Reading the book ‘Free Capital: How 12 private investors made millions in the stock market’. There are a few similarities that most of these investors seem to share which I wanted to briefly explore.
1 – They all had different investing strategies, but they all not only focussed on how much money they could make, they focused on how much they could lose. Even though there are many ways to make money, there are a few main ways you can lose money.
2 – Most of the investors made a conscious call early in their lives to live within or below their means. Other than home loans they had very little debt. This allowed them to become full time investors quicker as they didn’t have to make large sums of money to fund their lifestyle.
3 – Most of the investors started full time investing later in life. They worked through their 20s and 30s while learning how to invest on the side. This allowed them to continue to learn from their mistakes and improve while their jobs paid the bills.
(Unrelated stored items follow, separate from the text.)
PR #70, opened 2019-04-09
Basic test server

oschaaf:
Initial stab at a test origin for Nighthawk. Based on Envoy's libraries, like the client.

Current functionality is very simple: the request headers can be used to indicate how many bytes the response body should have. The response consist of repeating the character `a`.

Looking at the test coverage report, the code in this PR isn't perfectly covered yet, but it I feel its state is good enough to start reviewing it.

For reference, an example config that combines it with the `Fault-filter` to induce delayed responses: https://gist.github.com/oschaaf/1fa4b09ca2d70acbda60c2f2464b3a80

### DIFF
--- a/nighthawk/source/server/http_test_server_filter.cc
+++ b/nighthawk/source/server/http_test_server_filter.cc
@@ -36,10 +36,8 @@ HttpTestServerDecoderFilter::decodeHeaders(Envoy::Http::HeaderMap& headers, bool
       Envoy::MessageUtil::loadFromJson(request_config_header->value().c_str(), json_config);
       base_config.MergeFrom(json_config);
       Envoy::MessageUtil::validate(base_config);
-    } catch (Envoy::EnvoyException e_exception) {
-      error_message = e_exception.what();
-    } catch (Envoy::ProtoValidationException p_exception) {
-      error_message = p_exception.what();
+    } catch (Envoy::EnvoyException exception) {
+      error_message = exception.what();
     }
   }
 
--- a/nighthawk/source/server/http_test_server_filter.cc
+++ b/nighthawk/source/server/http_test_server_filter.cc
@@ -3,35 +3,35 @@
 
 #include "absl/strings/numbers.h"
 
-#include "http_test_origin_filter.h"
+#include "http_test_server_filter.h"
 
 #include "envoy/server/filter_config.h"
 
 namespace Nighthawk {
 namespace Server {
 
-HttpTestOriginDecoderFilterConfig::HttpTestOriginDecoderFilterConfig(
-    const nighthawk::server::TestOrigin& proto_config)
+HttpTestServerDecoderFilterConfig::HttpTestServerDecoderFilterConfig(
+    const nighthawk::server::TestServer& proto_config)
     : key_(proto_config.key()), val_(proto_config.val()) {}
 
-HttpTestOriginDecoderFilter::HttpTestOriginDecoderFilter(
-    HttpTestOriginDecoderFilterConfigSharedPtr config)
+HttpTestServerDecoderFilter::HttpTestServerDecoderFilter(
+    HttpTestServerDecoderFilterConfigSharedPtr config)
     : config_(config) {}
 
-HttpTestOriginDecoderFilter::~HttpTestOriginDecoderFilter() {}
+HttpTestServerDecoderFilter::~HttpTestServerDecoderFilter() {}
 
-void HttpTestOriginDecoderFilter::onDestroy() {}
+void HttpTestServerDecoderFilter::onDestroy() {}
 
-Envoy::Http::LowerCaseString HttpTestOriginDecoderFilter::headerKey() const {
+Envoy::Http::LowerCaseString HttpTestServerDecoderFilter::headerKey() const {
   return Envoy::Http::LowerCaseString(config_->key());
 }
 
-const std::string& HttpTestOriginDecoderFilter::headerValue() const { return config_->val(); }
+const std::string& HttpTestServerDecoderFilter::headerValue() const { return config_->val(); }
 
 Envoy::Http::FilterHeadersStatus
-HttpTestOriginDecoderFilter::decodeHeaders(Envoy::Http::HeaderMap& headers, bool) {
+HttpTestServerDecoderFilter::decodeHeaders(Envoy::Http::HeaderMap& headers, bool) {
   const auto response_size_header =
-      headers.get(TestOrigin::HeaderNames::get().TestOriginResponseSize);
+      headers.get(TestServer::HeaderNames::get().TestServerResponseSize);
   const int max = 1024 * 1024 * 4;
   int response_size = -1;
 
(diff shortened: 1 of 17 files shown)


nighthawk/source/server/http_test_server_filter.cc
```diff
@@ -0,0 +1,83 @@
...
+HttpTestServerDecoderFilter::decodeHeaders(Envoy::Http::HeaderMap& headers, bool) {
+  const auto request_config_header = headers.get(TestServer::HeaderNames::get().TestServerConfig);
+  nighthawk::server::TestServer base_config = config_->server_config();
+
+  bool error = false;
+  if (request_config_header != nullptr) {
+    try {
+      nighthawk::server::TestServer json_config;
+      Envoy::MessageUtil::loadFromJson(request_config_header->value().c_str(), json_config);
+      base_config.MergeFrom(json_config);
```
htuch: Will merge always be sufficient? Might there be some thing you want do (e.g. clear a response header) that can't be done easily via merge semantics?

nighthawk/source/server/http_test_server_filter.cc
```diff
@@ -0,0 +1,83 @@
...
+    }
+  }
+
+  // TODO(oschaaf): figure out how to get _cc_validate to be around in BUILD, and
+  // do something like this. Enable relevant tests when done.
+  // error = base_config.Validate();
+
+  if (error) {
+    decoder_callbacks_->sendLocalReply(static_cast<Envoy::Http::Code>(500),
+                                       "test-server didn't understand the request", nullptr,
```
htuch: It might be helpful to include the error message inside the `EnvoyException` above in the response body.

nighthawk/source/server/http_test_server_filter.proto
```diff
@@ -0,0 +1,40 @@
+syntax = "proto3";
+
+package nighthawk.server;
+
+import "google/protobuf/wrappers.proto";
+import "validate/validate.proto";
+
+// TODO(oschaaf): HeaderValue(Option) are copied from 
+// import "envoy/api/v2/core/base.proto";
+// Unfortunately, visibility aspects seem to prevent re-use as of writing this.
```
htuch: Let's chat on Slack, I think there are ways around this.

nighthawk/source/server/http_test_server_filter.proto
```diff
@@ -0,0 +1,40 @@
...
+message HeaderValueOption {
+  // Header name/value pair that this option applies to.
+  HeaderValue header = 1 [(validate.rules).message.required = true];
+
+  // Should the value be appended? If true (default), the value is appended to
+  // existing values.
+  google.protobuf.BoolValue append = 2;
+}
+
+message TestServer {
```
htuch: I would probably rename this as `ResponseOptions`. Should this proto go somewhere outside of source, e.g. into `nighthawk/proto` or `nighthawk/api/server`? You'll be building up a number of protos that define the NH APIs in the future.

nighthawk/source/server/http_test_server_filter.proto
```diff
@@ -0,0 +1,40 @@
...
+    repeated HeaderValueOption response_headers = 1;
+    oneof oneof_response_size {
```
htuch: What other things do you anticipate being `oneof` here?

nighthawk/source/server/http_test_server_filter_config.cc
```diff
@@ -0,0 +1,58 @@
...
+
+private:
+  Envoy::Http::FilterFactoryCb createFilter(const nighthawk::server::TestServer& proto_config,
+                                            Envoy::Server::Configuration::FactoryContext&) {
+    Nighthawk::Server::HttpTestServerDecoderFilterConfigSharedPtr config =
+        std::make_shared<Nighthawk::Server::HttpTestServerDecoderFilterConfig>(
+            Nighthawk::Server::HttpTestServerDecoderFilterConfig(proto_config));
+
+    return [config](Envoy::Http::FilterChainFactoryCallbacks& callbacks) -> void {
+      auto filter = new Nighthawk::Server::HttpTestServerDecoderFilter(config);
```
htuch: Nit: `auto*`

nighthawk/test/server/http_test_server_filter_integration_test.cc
```diff
@@ -0,0 +1,262 @@
...
+
+    dispatcher->run(Envoy::Event::Dispatcher::RunType::Block);
+    return response;
+  }
+
+  void testWithResponseSize(int response_size, bool expect_header = true) {
+    Envoy::BufferingStreamDecoderPtr response = makeSingleRequest(
+        lookupPort("http"), "GET", "/", "", downstream_protocol_, version_, "foo.com", "",
+        [response_size](Envoy::Http::HeaderMapImpl& request_headers) {
+          const std::string header_config = fmt::format("{{response_size:{}}}", response_size);
```
htuch: This is fine for such a simple message, if it gets more complicated I'd suggest building up the proto and then converting it to JSON.

nighthawk/source/server/http_test_server_filter.proto
oschaaf: Yes, that makes sense, done. Also added moving the other proto's out to the backlog.

nighthawk/source/server/http_test_server_filter.cc
htuch: Yes, this would work, good idea.

nighthawk/source/server/http_test_server_filter.proto
htuch: I think you can use a wrapped type, e.g. `google.protobuf.UInt32` here to avoid the use of `oneof`, it'll be a bit more intuitive.

nighthawk/source/server/http_test_server_filter.cc
```diff
@@ -0,0 +1,83 @@
...
+              direct_response_headers.remove(lower_case_key);
+            }
+            direct_response_headers.addCopy(lower_case_key, header.value());
+          }
+        },
+        absl::nullopt);
+  } else {
+    decoder_callbacks_->sendLocalReply(
+        static_cast<Envoy::Http::Code>(500),
+        fmt::format("test-server didn't understand the request: {}", error_message), nullptr,
```
htuch: Is this tested?

nighthawk/test/server/http_test_server_filter_integration_test.cc
```diff
@@ -0,0 +1,262 @@
...
+                                header_config);
+      });
+  ASSERT_TRUE(response->complete());
+  EXPECT_STREQ("200", response->headers().Status()->value().c_str());
+  EXPECT_STREQ("bar2",
+               response->headers().get(Envoy::Http::LowerCaseString("foo"))->value().c_str());
+  EXPECT_EQ(std::string(0, 'a'), response->body());
+}
+
+// TODO(oschaaf): maybe add a couple more tests for appending headers.
```
htuch: If the header merge/append logic is factored out into its own module, we can just do unit tests as well.

nighthawk/source/server/http_test_server_filter.cc
oschaaf: Yes, this code-path is hit in tests, checking we get a `500` response-code. Not checking the specific error messages though.

nighthawk/test/server/http_test_server_filter_integration_test.cc
oschaaf: Sure; would you like to see that in this PR? Or would you be ok with doing that in a follow up?

nighthawk/source/server/http_test_server_filter.proto
oschaaf: I tried to use that wrapped type earlier, but it didn't work out. Retracing my steps and trying again, `TestZeroLengthRequest` starts failing right away again.

nighthawk/source/server/http_test_server_filter.cc
htuch: Fair enough; it's probably also reasonable to verify the error as it's Envoy generated and should be relatively stable.

nighthawk/test/server/http_test_server_filter_integration_test.cc
htuch: I reckon let's do it here since it's probably not a ton of code, but up to you as well.

oschaaf:
Closing; this moved to https://github.com/envoyproxy/nighthawk/pull/8

PR #73, opened 2020-10-12
[salvo] Initial commit for benchmark abstraction framework

abaptiste:
This is the initial 'official' commit for the Salvo tool.  This aims to abstract the execution of nighthawk to benchmark a given envoy version. 

See [this issue](https://github.com/envoyproxy/envoy/issues/11266) for some background.  The two design docs for this project are referenced here.

In this commit, salvo is placed into a separate directory of the envoy-perf repository, and is referenced from the main README.md.

cc: @oschaaf, @htuch, @landesherr

Signed-off-by: Alvin Baptiste <alvinsb@gmail.com>

Commit Message: [salvo] Initial commit for benchmark abstraction framework
Testing: Unit tests included,  Address as many pylint3 issues as feasible
[#Issue] https://github.com/envoyproxy/envoy/issues/11266


mattklein123:
@jmarantz @oschaaf would you be willing to do a lightweight review of this?

oschaaf:
Sure; the first questions that pop up for me are:

- Do we want to establish/modify checks in CI for Python conventions? (And maybe proto3 & bazel files too?). We hypothetically could copy over some things from Nighthawk and/or Envoy to create a starting point. 
- There are build tasks in `.circleci/config.yml`, can we leverage that in this PR? E.g it seems unit tests are provided in here, we could execute those in CI?

salvo/README.md
```diff
@@ -0,0 +1,73 @@
+# salvo
```
oschaaf, line 1: Consistency nit: should "salvo" be capitalized? (below there are instances of that)

salvo/README.md
```diff
@@ -0,0 +1,73 @@
...
+
+This is a framework that abstracts executing multiple benchmarks of the Envoy Proxy using [NightHawk](https://github.com/envoyproxy/nighthawk).
+
+## Example Control Documents
+
+The control document defines the data needed to excute a benchmark.  At the moment the dockerized scavenging benchmark is the only one supported.  To run the benchmark, create a file with the following example contents:
```
oschaaf, line 7: Maybe a small glossary that describes what we mean when we say things like "scavenging" is helpful to those new to this?

salvo/README.md
```diff
@@ -0,0 +1,73 @@
...
+
+JSON Example:
+
+```json
+{
```
oschaaf, line 12: Probably out of scope, but maybe nice to track as something that would be nice-to-have in the future: These things have a tendency to get outdated; I wonder if we can generate it from the current proto definition.  E.g. in NH we have [this script](https://github.com/envoyproxy/nighthawk/blob/master/tools/update_cli_readme_documentation.sh) which generates cli options into the documentation.

salvo/README.md
```diff
@@ -0,0 +1,73 @@
...
+  envoyImage: "envoyproxy/envoy-dev:f61b096f6a2dd3a9c74b9a9369a6ea398dbe1f0f"
+```
+
+In both examples, the envoy image being tested is a specific hash.  This hash can be replaced with "latest" to test the most recently created image against the previous image built from the prior Envoys master commit.
+
+
+## Building Salvo
+
+```bash
+bazel build //:salvo
```
oschaaf, line 53: Yeah maybe this might be good to also add to `ci/do_ci.sh` to make sure that what we document also executes without error.

salvo/README.md
```diff
@@ -0,0 +1,73 @@
...
+## Running Salvo
+
+```bash
+bazel-bin/salvo --job ~/test_data/demo_jobcontrol.yaml
+```
+
+## Testing Salvo
+
+```bash
+ bazel test //test:*
```
oschaaf, line 65: Similarly,  maybe this might be good to add to `ci/do_ci.sh` to make sure these tests run without failures in CI.

salvo/salvo.py
```diff
@@ -0,0 +1,69 @@
...
+
+    benchmark.execute()
+
+    return 0
+
+
+if __name__ == '__main__':
+    sys.exit(main())
+
+#  vim: set ts=4 sw=4 tw=0 et :
```
oschaaf, line 69: Typically we don't have formatting metadata at the code level (or at least I'm not used to it), in NH we use [an external style file](https://github.com/envoyproxy/nighthawk/blob/master/tools/.style.yapf) which gets applies across all code (there's  scripts to check and fix too).

salvo/src/lib/api/control.proto
```diff
@@ -0,0 +1,30 @@
+syntax = "proto3";
+
+package salvo;
+
+import "src/lib/api/image.proto";
+import "src/lib/api/source.proto";
+import "src/lib/api/env.proto";
+
+
+message JobControl {
```
oschaaf, line 10: Can we add a comment that describes the purpose of the `JobControl` message?

oschaaf (changes requested):
awesome; flushing out a first round of comments; the PR is pretty large so I may need some more takes to get through it all, but overall I have a feeling it looks great. Before going into more depth, I think that establishing automated code-level conventions would be good as that helps smooth the review process by automating away part of it.

salvo/src/lib/api/control.proto
abaptiste: Absolutely.  I'll add a comment

salvo/README.md
abaptiste: I have a `#TODO` to auto generate an example job control document.  Certainly on the radar

salvo/README.md
abaptiste: Right!  I'll update this comment.  Somehow I am fixated on the 'scavenging' benchmark, this is really the 'fully dockerized' test.

salvo/README.md
abaptiste: Fixed

salvo/README.md
abaptiste: Looks like the test failures are due to dependency issues (pytest, and python3.5).   I'll look at addressing this in a subsequent PR.  We were targeting python3.6 as interpreter, but it appears that python3.5 is the newest version available in the `envoyproxy/envoy-build` container.

htuch: Are you sure you can't access something like Python 3.8 by using `python3.8` directly? I've had to do this in a few places in Envoy CI.

abaptiste:
I'll be working on making this change set a bit smaller.

salvo/README.md
abaptiste: I can look into doing this. I started digging into this again today and had not ventured into Envoy to see how it's handled there.

mum4k:
Hi @abaptiste, my name is Jakub and I am one of the maintainers of [Nighthawk](https://github.com/envoyproxy/nighthawk). Recently I have been working on collecting [requirements](https://docs.google.com/document/d/1mAma-ksRN0OIBInoZKUdjdaIhK2nTQxFnCujq2fKi4E/edit) for a benchmarking framework of Envoy and I was very excited to hear that you are ahead and have something ready for review. My hope is that we can cooperate towards our common goals.

It will be my pleasure to start reviewing this PR and I am sure we can gain some traction going forward. Sorry about the delay you have encountered here so far, I was otherwise occupied and couldn't get here sooner. I will start reading the code here today and expect to ask some questions later today or tomorrow. I expect to start the review at a high level and will need you help to work towards the details.

Meanwhile it would help me if you could read the linked requirements and highlight any areas of concern or questions you might have. Looking forward to working with you on this.

oschaaf (approved):
Thanks @abaptiste for following up and cutting down PR size. This looks great to me, and I have no more comments; I will defer to @mum4k for another review.

mattklein123:
@mum4k thanks a ton for helping out with this review! My suggestion is to do a high level pass and ship and iterate but I will defer to all of you on how to proceed. It would be great if everyone can also read everyone else's docs and we can converge on a single plan. Feel free to also use issues, milestones, etc. in this repo if that would be helpeful!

4 – They majority of the investors didn’t grow up always wanting to be investors. Their negative experiences in the corporate world drove them to focus more and more of their time on tightening their investing skills, rather than trying to climb the corporate ladder.
5 – Most of the investors understood that luck had a role to play in their success. This allowed them, in my view, to keep their profits in the long term. Humility was definitely a factor for pretty much all of the 12 investors.
6 – By keeping their losses small, it was really a few big winners that made the majority of their money. This just goes to show that a few stocks can really make your year or even decade. By focusing on limiting losses, they were able to let their winners run.
Kudos to Guy Thomas for this great book.